Но его назначили в разведывательный отдел при Главной квартире{83}, и так как это совпало с переменою положения представителя Верховного командования{84}, который был заменен председателем Временного правительства, то для Кривенко все устроилось к лучшему.

С французами он будет ладить, но будут ли они его уважать? Другой офицер при генерале Жилинском был ротмистр Панчулидзев. Странный, напыщенный, неуравновешенный человек. Избалованный матерью, он к своим почти 40 годам остался ребенком. Крикливый, шумливый, хвастливый, подчас льстивый, он приводил в ужас Нарышкина, Извольского и д’Аренберга, и когда в конце декабря он выкинул такую штуку, что должен был уйти, все вздохнули свободно и обрадовались зело. «Теперь, наконец, мы можем жить», – говорили мне, эти порядочные и воспитанные люди. Через несколько дней, после моего приезда, Панчулидзев подал мне рапорт об его отчислении. Я видел, что это вздор и написал на его рапорте, что для пользы службы не согласен. Он страшно возгордился. Причиной его рапорта было то, что 1-го ноября я поехал к генералу Жоффру не с ним; он же считал себя адъютантом, а я адъютанта при себе иметь не желал, а взял капитана д’Аренберга, который во всех поездках на фронт сопровождал Жилинского, и который неразлучно путешествовал со мною повсюду.

Панчулидзев дурил потом неоднократно, но после того, что он при всех обругал Кривенко и ему заявил, что он его презирает, я решил, что от него надо отделяться. Я сделал ему внушение и замечание полного несоответствия таких отношений к старшим, и предложил ему прекратить такие отношения. «Если прикажете, я это сделаю», – ответил он. «В таких вопросах не приказывают, – ответил я. – А делайте, как считаете своей честью». На следующий день за столом они уже были: на «ты» и друзья.

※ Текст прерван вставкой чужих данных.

PR #8392, opened 2026-02-26
feat(core,phrases,test): check optional MFA enablement and suggest binding MFA if needed

charIeszhao:
## Summary

- Adds a check in the optional MFA flow: if the user has not yet bound any MFA factor and has not previously explicitly skipped, throw `user.suggest_mfa` (skippable) to prompt the user to bind MFA
- After a user successfully binds an MFA factor (TOTP / WebAuthn / BackupCode), persist `logto_config.mfa.enabled = true` so the prompt is not shown again in future sign-in sessions
- Adds `suggest_mfa` i18n key to all 17 supported locales

## Testing

Integration tests

## Checklist

- [ ] `.changeset`
- [ ] unit tests
- [x] integration tests

### DIFF
--- a/packages/core/src/libraries/user-logto-config.ts
+++ b/packages/core/src/libraries/user-logto-config.ts
@@ -1,5 +1,11 @@
 import type { User, UserMfaData, UserPasskeySignInData } from '@logto/schemas';
-import { userLogtoConfigGuard, userMfaDataKey, userPasskeySignInDataKey } from '@logto/schemas';
+import {
+  userLogtoConfigGuard,
+  userMfaDataGuard,
+  userMfaDataKey,
+  userPasskeySignInDataGuard,
+  userPasskeySignInDataKey,
+} from '@logto/schemas';
 import { removeUndefinedKeys } from '@silverhand/essentials';
 import { z } from 'zod';
 
@@ -11,12 +17,12 @@ import { z } from 'zod';
  */
 export const userLogtoConfigResponseGuard = z.object({
   mfa: z.object({
-    enabled: z.boolean().optional(),
-    skipped: z.boolean(),
-    skipMfaOnSignIn: z.boolean(),
+    enabled: userMfaDataGuard.shape.enabled,
+    skipped: userMfaDataGuard.shape.skipped.unwrap(),
+    skipMfaOnSignIn: userMfaDataGuard.shape.skipMfaOnSignIn.unwrap(),
   }),
   passkeySignIn: z.object({
-    skipped: z.boolean(),
+    skipped: userPasskeySignInDataGuard.shape.skipped.unwrap(),
   }),
 });
 
--- a/packages/core/src/routes/account/index.openapi.json
+++ b/packages/core/src/routes/account/index.openapi.json
@@ -178,7 +178,7 @@
       "get": {
         "operationId": "GetLogtoConfig",
         "summary": "Get logto config",
-        "description": "Retrieve the exposed portion of the current user's logto config. This includes MFA states (enabled, skipped, skipMfaOnSignIn) and passkey sign-in states (skipped). Passkey is a WebAuthn MFA factor and shares the same account center field access control as MFA.",
+        "description": "Retrieve the exposed portion of the current user's logto config. This includes MFA states (enabled, skipped, skipMfaOnSignIn) and passkey sign-in binding states (skipped). Passkey is a WebAuthn MFA factor and shares the same account center field access control as MFA.",
         "responses": {
           "200": {
             "description": "The exposed logto config fields were retrieved successfully."
@@ -194,7 +194,7 @@
       "patch": {
         "operationId": "UpdateLogtoConfig",
         "summary": "Update logto config",
-        "description": "Update the exposed portion of the current user's logto config. Supports updating MFA states (enabled, skipped, skipMfaOnSignIn) and passkey sign-in states (skipped). Passkey is a WebAuthn MFA factor and shares the same account center field access control as MFA.",
+        "description": "Update the exposed portion of the current user's logto config. Supports updating MFA states (enabled, skipped, skipMfaOnSignIn) and passkey sign-in binding states (skipped). Passkey is a WebAuthn MFA factor and shares the same account center field access control as MFA.",
         "requestBody": {
           "content": {
             "application/json": {
--- a/packages/core/src/routes/experience/classes/helpers.ts
+++ b/packages/core/src/routes/experience/classes/helpers.ts
@@ -11,6 +11,7 @@ import {
   type User,
   type Mfa,
   InteractionEvent,
+  type UserLogtoConfig,
   userMfaDataKey,
   userPasskeySignInDataKey,
 } from '@logto/schemas';
@@ -320,7 +321,7 @@ export const getAllUserEnabledMfaVerifications = (
 export const parseMfaPropertiesToUserConfig = (
   mfaVerificationData: UserMfaVerificationsData,
   interactionEvent: InteractionEvent
-) => {
+): UserLogtoConfig => {
   const { mfaEnabled, mfaSkipped, passkeySkipped } = mfaVerificationData;
   return {
     [userMfaDataKey]: {
--- a/packages/core/src/routes/experience/classes/mfa.test.ts
+++ b/packages/core/src/routes/experience/classes/mfa.test.ts
@@ -151,4 +151,27 @@ describe('Mfa.assertMfaFulfilled', () => {
 
     expect(getSignInExperienceDataSpy).not.toHaveBeenCalled();
   });
+
+  it('allows binding WebAuthn when passkey sign-in is enabled even if WebAuthn is not an MFA factor', async () => {
+    const { mfa } = createMfa();
+
+    const { signInExperienceValidator } = mfa as unknown as {
+      signInExperienceValidator: SignInExperienceValidator;
+    };
+
+    jest.spyOn(signInExperienceValidator, 'getSignInExperienceData').mockResolvedValue({
+      passkeySignIn: { enabled: true },
+    } as never);
+    jest
+      .spyOn(signInExperienceValidator, 'getMfaFactorsEnabledForBinding')
+      .mockResolvedValue([MfaFactor.TOTP]);
+
+    expect(async () => {
+      await (
+        mfa as unknown as {
+          checkMfaFactorsEnabledInSignInExperience: (factors: MfaFactor[]) => Promise<void>;
+        }
+      ).checkMfaFactorsEnabledInSignInExperience([MfaFactor.WebAuthn]);
+    }).not.toThrow();
+  });
 });


packages/core/src/routes/experience/profile-routes.ts
```diff
@@ -217,6 +217,37 @@ export default function interactionProfileRoutes<T extends ExperienceInteraction
...
+
+      const log = ctx.createLog(
+        `Interaction.${experienceInteraction.interactionEvent}.Passkey.Submit`
+      );
+
+      log.append({
+        verificationId,
+      });
+
+      await experienceInteraction.mfa.addWebAuthnByVerificationId(verificationId, log);
```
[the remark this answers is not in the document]
charIeszhao: This is by design. Future sign-in passkeys (SignInWebAuthn) are not going to enable MFA, instead only the WebAuthn factor can enable MFA.

packages/schemas/alterations/next-1772033118-migrate-mfa-enabled-for-existing-verifications.ts
```diff
@@ -0,0 +1,23 @@
...
+      )
+      where jsonb_array_length(mfa_verifications) > 0;
+    `);
+  },
+  down: async (pool) => {
+    // No down script available, this is a non-reversible operation
+  },
+};
+
+export default alteration;
```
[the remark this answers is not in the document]
charIeszhao: renamed

packages/schemas/src/types/user-logto-config.ts
```diff
@@ -14,6 +14,10 @@ export const userPasskeySignInDataKey = 'passkey_sign_in';
  * Schema for MFA-related data stored in user's logto_config
  */
 export const userMfaDataGuard = z.object({
+  /**
+   * Whether the user has actively enabled/bound MFA factors
+   */
+  enabled: z.boolean().optional(),
```
simeng-li, line 25: nit: How about use `disabled` optional field instead? So you might not need to handle the legacy flows and user data

packages/schemas/src/types/user-logto-config.ts
```diff
@@ -14,6 +14,10 @@ export const userPasskeySignInDataKey = 'passkey_sign_in';
  * Schema for MFA-related data stored in user's logto_config
  */
 export const userMfaDataGuard = z.object({
+  /**
+   * Whether the user has actively enabled/bound MFA factors
+   */
```
simeng-li, line 24: Add comments to clarify how we handle the undefined case.

packages/integration-tests/src/tests/experience/mfa/user-controlled.test.ts
```diff
@@ -43,7 +43,7 @@ describe('MFA - User controlled', () => {
     await resetMfaSettings();
   });
 
-  it('can skip MFA binding when registering and no need to verify MFA when signing in', async () => {
+  it.skip('can skip MFA binding when registering and no need to verify MFA when signing in', async () => {
```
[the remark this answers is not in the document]
simeng-li: Why do we skip these integration tests? Is it intentional?

packages/core/src/libraries/user.ts
```diff
@@ -191,9 +193,14 @@ export const createUserLibrary = (tenantId: string, queries: Queries) => {
...
     // TODO @sijie use jsonb array append
-    const { mfaVerifications } = await findUserById(userId);
+    const { mfaVerifications, logtoConfig } = await findUserById(userId);
+    const userMfaData = userMfaDataGuard.safeParse(logtoConfig[userMfaDataKey]);
     await updateUserById(userId, {
       mfaVerifications: [...mfaVerifications, convertBindMfaToMfaVerification(payload)],
+      logtoConfig: {
+        ...logtoConfig,
+        [userMfaDataKey]: { ...(userMfaData.success ? userMfaData.data : {}), enabled: true },
+      },
```
simeng-li: Just double-check whether this update is expected.  Searched through the code base where `addUserMfaVerification` is being triggered. Looks like in the old implementation, this method was referenced only in `adminUserMfaVerficationRoutes`.  So, I'm wondering whether we should enable the mfa for the user when binding an MFA method via the management API. Or at least make it an option rather than a default behavior?

packages/core/src/routes/admin-user/basics.ts
```diff
@@ -150,6 +151,9 @@ export default function adminUserBasicsRoutes<T extends ManagementApiRouter>(
 
       ctx.body = {
         mfa: {
+          // The `undefined` value indicates the MFA `enabled` status is unknown for legacy users.
+          // New users created after the `enabled` field introduction will have a `false` value by default.
+          enabled: conditional(existingMfaData.success && existingMfaData.data.enabled),
```
simeng-li: Could we simply do the `...conditional(existingMfaData.success && existingMfaData.data)` here?

packages/core/src/routes/experience/classes/experience-interaction.ts
```diff
@@ -567,28 +571,26 @@ export default class ExperienceInteraction {
...
-        passkeySkipped &&
-          this.#interactionEvent === InteractionEvent.SignIn && {
-            logtoConfig: {
-              ...user.logtoConfig,
+      logtoConfig: {
+        ...user.logtoConfig,
+        [userMfaDataKey]: {
+          // Force cast optional value to boolean since the `enabled` field is newly introduced and legacy users may NOT have this field
+          // in their config. The absence of `enabled` field will be treated as MFA not enabled after the next sign-in attempt.
+          enabled: mfaEnabled === true,
```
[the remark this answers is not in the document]
charIeszhao: By design

packages/core/src/routes/experience/classes/experience-interaction.ts
```diff
@@ -518,6 +518,9 @@ export default class ExperienceInteraction {
       await this.mfa.assertPasskeySignInFulfilled();
     }
 
+    // For optional policies, suggest MFA binding if user hasn't set it up or skipped yet
+    await this.mfa.assertOptionalMfaEnablement();
```
simeng-li: 1. In the current implementation, `this.mfa.assertMfaFulfilled` was triggered after the `this.mfa. checkAvailability` validation. Adding this `mfa.assertOptionalMfaEnablement` before `mfa.checkAvailability` will trigger mfa binding suggestion ahead of the new binding mfa availability validation. Need to double-check whether this is intentional.

2. What is the relationship between the `mfa.assertOptionalMfaEnablement` and existing `mfa.assertMfaFulfilled`, `mfa.guardAdditionalBindingSuggestion`?  Since all these methods handle the validation of binding new mfa factors, either optional (suggested, skipable) or mandatory. Should we keep them in the same place and maintain a SSOT validation method?

3. What is the difference between the exiting mfa exception `session.mfa.suggest_additional_mfa` vs the newly added `user.suggest_mfa`?

packages/core/src/routes/experience/classes/experience-interaction.ts
```diff
@@ -567,28 +571,26 @@ export default class ExperienceInteraction {
...
-          },
-        }
-      ),
-      ...conditional(
-        // Only persist passkey skipped status on sign-in event
-        passkeySkipped &&
-          this.#interactionEvent === InteractionEvent.SignIn && {
-            logtoConfig: {
-              ...user.logtoConfig,
+      logtoConfig: {
```
simeng-li, line 562: Since the `updateUser` action become heavier, also given these newly added comments, prefer to extract it as a library or a helper method?  Reduce the complexity of this experience interaction file.

packages/core/src/routes/experience/classes/mfa.ts
```diff
@@ -73,24 +76,29 @@ export const mfaDataGuard = z.object({
...
+const parseUserMfaData = (logtoConfig: JsonObject): { enabled?: boolean; skipped?: boolean } => {
+  const guard = z.object({
+    enabled: z.boolean().optional(),
     skipped: z.boolean().optional(),
   });
 
-  const parsed = z.object({ [userMfaDataKey]: userMfaDataGuard }).safeParse(logtoConfig);
+  const parsed = z.object({ [userMfaDataKey]: guard }).safeParse(logtoConfig);
+  return parsed.success ? parsed.data[userMfaDataKey] : {};
+};
```
simeng-li, line 89: nit: feels like this data parsing logic is also needed in other places in this PR, should we extract it as a shared util method?

packages/core/src/routes/experience/classes/mfa.ts
```diff
@@ -443,6 +463,83 @@ export class Mfa {
...
   }
 
+  /**
+   * If the MFA is not mandatory, prompt policy is NOT `NoPrompt`, and the user has not skipped MFA, suggest MFA binding
+   * by throwing a 422 `user.suggest_mfa` error and navigate user to a "Turn on MFA" screen.
+   *
+   * @throws {RequestError} with status 422 if the user should be suggested to bind MFA according to the policy and user state
+   */
+  // eslint-disable-next-line complexity
+  async assertOptionalMfaEnablement() {
```
simeng-li: See the comments above. Better refactor this class and align the design for the existing methods and the newly added one:

- `skipAdditionalBindingSuggestion`
- `guardAdditionalBindingSuggestion`
- `assertMfaFulfilled`
- `assertOptionalMfaEnablement`

packages/integration-tests/src/tests/experience/mfa/user-controlled.test.ts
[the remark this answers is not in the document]
charIeszhao: Yes, this is the UI test and it will fail since the UI hasn't been implemented in this PR. They're re-enabled in #8394.

packages/core/src/routes/experience/classes/experience-interaction.ts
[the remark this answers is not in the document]
charIeszhao: By design.

packages/core/src/routes/experience/classes/mfa.ts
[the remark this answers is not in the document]
charIeszhao: Updated

packages/core/src/routes/experience/classes/mfa.ts
```diff
@@ -443,6 +463,83 @@ export class Mfa {
...
+    // MFA factors bound, in order to determine whether MFA is effectively enabled for them.
+    if (hasEnabledMfa === undefined) {
+      const userMfaFactors = await this.getUserMfaFactors();
+      assertThat(
+        userMfaFactors.length > 0,
+        new RequestError(
+          { code: 'user.suggest_mfa', status: 422 },
+          { availableFactors: configuredFactors, skippable: true }
+        )
+      );
```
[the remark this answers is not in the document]
charIeszhao: Updated. Will call `markMfaEnabled` in `assertOptionalMfaEnablement`, when the `enabled` flag is `undefined` and verified user has already bound MFA factors (L527).

packages/core/src/routes/experience/classes/mfa.ts
charIeszhao: Updated by re-using the data guard in schemas

packages/core/src/routes/experience/classes/mfa.ts
charIeszhao: Updated to a private method and called within the `assertMfaFulfilled()` method.

packages/core/src/routes/experience/classes/experience-interaction.ts
charIeszhao: Offline discussed and the `assertOptionalMfaEnablement` function is now updated to a private method and called within the `assertMfaFulfilled` method instead.

The major differences between `assertOptionalMfaEnablement` and `guardAdditionalBindingSuggestion` are:
- `assertOptionalMfaEnablement` is a preliminary check for optional MFA scenarios, and prompts a `Turn on 2-step verification` page before binding MFA factors.
- `guardAdditionalBindingSuggestion` checks when user has at least 1 MFA factor, and the factors are also technically possible made for sign-in, e.g. email, phone, passkey for sign-in. In such case, we'll prompt the user to bind an additional MFA verification only factors (e.g. TOTP) to enhance user account security.

packages/core/src/libraries/user.ts
charIeszhao: OK, changes reverted, also updated `PATCH /users/:userId/logto-configs/` API to accept the `mfa.enabled` property.

packages/schemas/src/types/user-logto-config.ts
charIeszhao: Comments added.

packages/core/src/routes/experience/classes/experience-interaction.ts
charIeszhao: Extracted a helper function to parse user MFA verification data to config json type.

packages/integration-tests/src/tests/api/experience-api/bind-mfa/happpy-path.test.ts
```diff
@@ -153,7 +153,7 @@ describe('Bind MFA APIs happy path', () => {
       await client.identifyUser({ verificationId });
 
       await expectRejects(client.submitInteraction(), {
-        code: 'user.missing_mfa',
+        code: 'user.suggest_mfa',
```
simeng-li, line 156: Just double-check these exception updates in the integration tests. Do we still have any use cases that would throw the original `user.missing_mfa` error code? If so, do we need to add additional test cases to cover them?

packages/core/src/routes/experience/types.ts
```diff
@@ -244,3 +244,10 @@ export const webAuthnAuthenticationOptionsInteractionStorageGuard = z.object({
     authenticationOptions: webAuthnAuthenticationOptionsGuard,
   }),
 });
+
+export type UserMfaVerificationsData = {
```
simeng-li, line 248: nit: It looks like this type is only used by the `parseMfaPropertiesToUserConfig` method and is unlikely to be shared. Better make it a file-local type declaration?

packages/core/src/routes/experience/classes/helpers.ts
```diff
@@ -295,3 +303,42 @@ export const getAllUserEnabledMfaVerifications = (
...
+ *   The absence of `enabled` field will be treated as MFA not enabled after the next sign-in attempt.
+ * - The `skipped` field is only set when the user has explicitly skipped MFA. This is to persist the skipped status for users who have chosen to skip MFA.
+ * - The `passkeySkipped` status is only persisted during sign-in event. This is to allow users who skipped binding passkey during registration to be prompted
+ *   again during the first sign-in attempt.
+ * - The returned object is structured to be directly used for updating the user account with the new MFA settings.
+ */
+export const parseMfaPropertiesToUserConfig = (
+  mfaVerificationData: UserMfaVerificationsData,
+  interactionEvent: InteractionEvent
+) => {
```
simeng-li: nit: Could add a return type assertion using the user config type defined in @logto/schema to ensure a type-safe return value.

packages/core/src/routes/experience/classes/mfa.ts
```diff
@@ -546,11 +531,111 @@ export class Mfa {
...
     const availableFactors = await this.signInExperienceValidator.getMfaFactorsEnabledForBinding();
 
-    const isFactorsEnabled = newBindMfaFactors.every((newBindFactor) =>
-      availableFactors.includes(newBindFactor)
+    const isFactorsEnabled = newBindMfaFactors.every(
+      (newBindFactor) =>
+        availableFactors.includes(newBindFactor) ||
+        // Bypass binding WebAuthn when passkey sign-in is enabled, regardless of whether WebAuthn is enabled as an MFA factor.
+        (newBindFactor === MfaFactor.WebAuthn && passkeySignIn.enabled)
     );
```
simeng-li, line 639: nit: Could add a unit test or integration test case cover this update.  So we can guard this logic in any future updates.

packages/core/src/libraries/user-logto-config.ts
```diff
@@ -0,0 +1,71 @@
...
+import { removeUndefinedKeys } from '@silverhand/essentials';
+import { z } from 'zod';
+
+/**
+ * Shared response guard schema for logto-config endpoints (account API and management API).
+ *
+ * Note: `mfa.enabled` is `optional` because `undefined` indicates the enabled state is unknown
+ * for legacy users created before the `enabled` field was introduced.
+ */
+export const userLogtoConfigResponseGuard = z.object({
```
simeng-li, line 18: Would it be better to infer or derive this from the base `userLogtoConfigGuard`, so we can keep the keys in sync with `@logto/schemas`?

packages/core/src/routes/account/index.openapi.json
```diff
@@ -178,7 +178,7 @@
       "get": {
         "operationId": "GetLogtoConfig",
         "summary": "Get logto config",
-        "description": "Retrieve the exposed portion of the current user's logto config. This endpoint currently includes only the MFA skip state.",
+        "description": "Retrieve the exposed portion of the current user's logto config. This includes MFA states (enabled, skipped, skipMfaOnSignIn) and passkey sign-in states (skipped). Passkey is a WebAuthn MFA factor and shares the same account center field access control as MFA.",
```
simeng-li: To be more accurate, passkey sign-in binding states?

packages/integration-tests/src/tests/api/experience-api/bind-mfa/happpy-path.test.ts
charIeszhao: Yes, there are still plenty of test cases that cover the `user.missing_mfa` exception

packages/core/src/routes/experience/types.ts
charIeszhao: No, it is shared.
image

packages/core/src/routes/experience/classes/helpers.ts
charIeszhao: Updated

packages/core/src/routes/experience/classes/mfa.ts
charIeszhao: Test case added

packages/core/src/libraries/user-logto-config.ts
charIeszhao: Updated

packages/core/src/routes/account/index.openapi.json
charIeszhao: Updated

Это меня покоробило и удивили.

Как служащий и исполнитель он был ничего, а что касается шифра, то работал скоро и хорошо.

В конце декабря я получил повеление ехать на конференцию в Рим. Пожелали этого французы и, по-видимому, Лиоте. Я взял с собой князя д’Аренберга и Извольского. В Риме я получил от Панчулидзева копию его телеграммы, посланной в Ставку, в которой он излагает, что он мною оскорблен и что унижен перед войсками, Главной квартирой и всей Францией, Италией и посольствами, что я взял не его, а французских офицеров, и просит его поэтому откомандировать. К этому он прибавил, что я уволил его дипломатически в отпуск. Действительно, в начале декабря, он просил для успокоения нервов, уволить его на две недели. Я дал ему отпуск, но предварительно просил его съездить с Война-Панченко, не говорящему по-английски, на английский фронт. Никакой дипломатии не было, ибо в Рим я его никаким образом не взял бы. Нужны были указанные лица, которые могли быть мне там полезны, а не Панчулидзев. Вернувшись в Шантильи, получил от Гурко телеграмму, что нельзя насильно держать Панчулидзева, если он не желает. Так с ним расстались. Но когда это совершилось, настроение изменилось, и он уже превратился в просителя. Наглупив, он уже сожалел обо всем. Пристроил его к Игнатьеву. Но Панчулидзев в душе человеке злой.

К 31 декабря переехали в Бовэ, а в начале января Панчулидзев шифры сдал Нарышкину. Нарышкин дал ему расписку, что он все получил. 2 мая я был в Париже и вечером по телефону Извольский мне передал, что Нарышкин, которому нужно было расшифровать телеграмму, не нашел тряпки[14] 1–21 мая Betta bis. Все перерыли, все пересмотрели, а тряпки нет. Все остальное цело. Сейчас же об этом донес. Ключи хранились в небольшом чемодане и всегда были с Нарышкиным, и на ночь он переносил в свою спальню. Ключи из Бовэ и Компоен никуда не уходили, в отличие от прежнего его владельца, когда все это каталось еженедельно в Париж. Дома наши были – особняки, охраняемые жандармами; люди очень верные. Никто не входил, пропасть не могло, украсть тоже.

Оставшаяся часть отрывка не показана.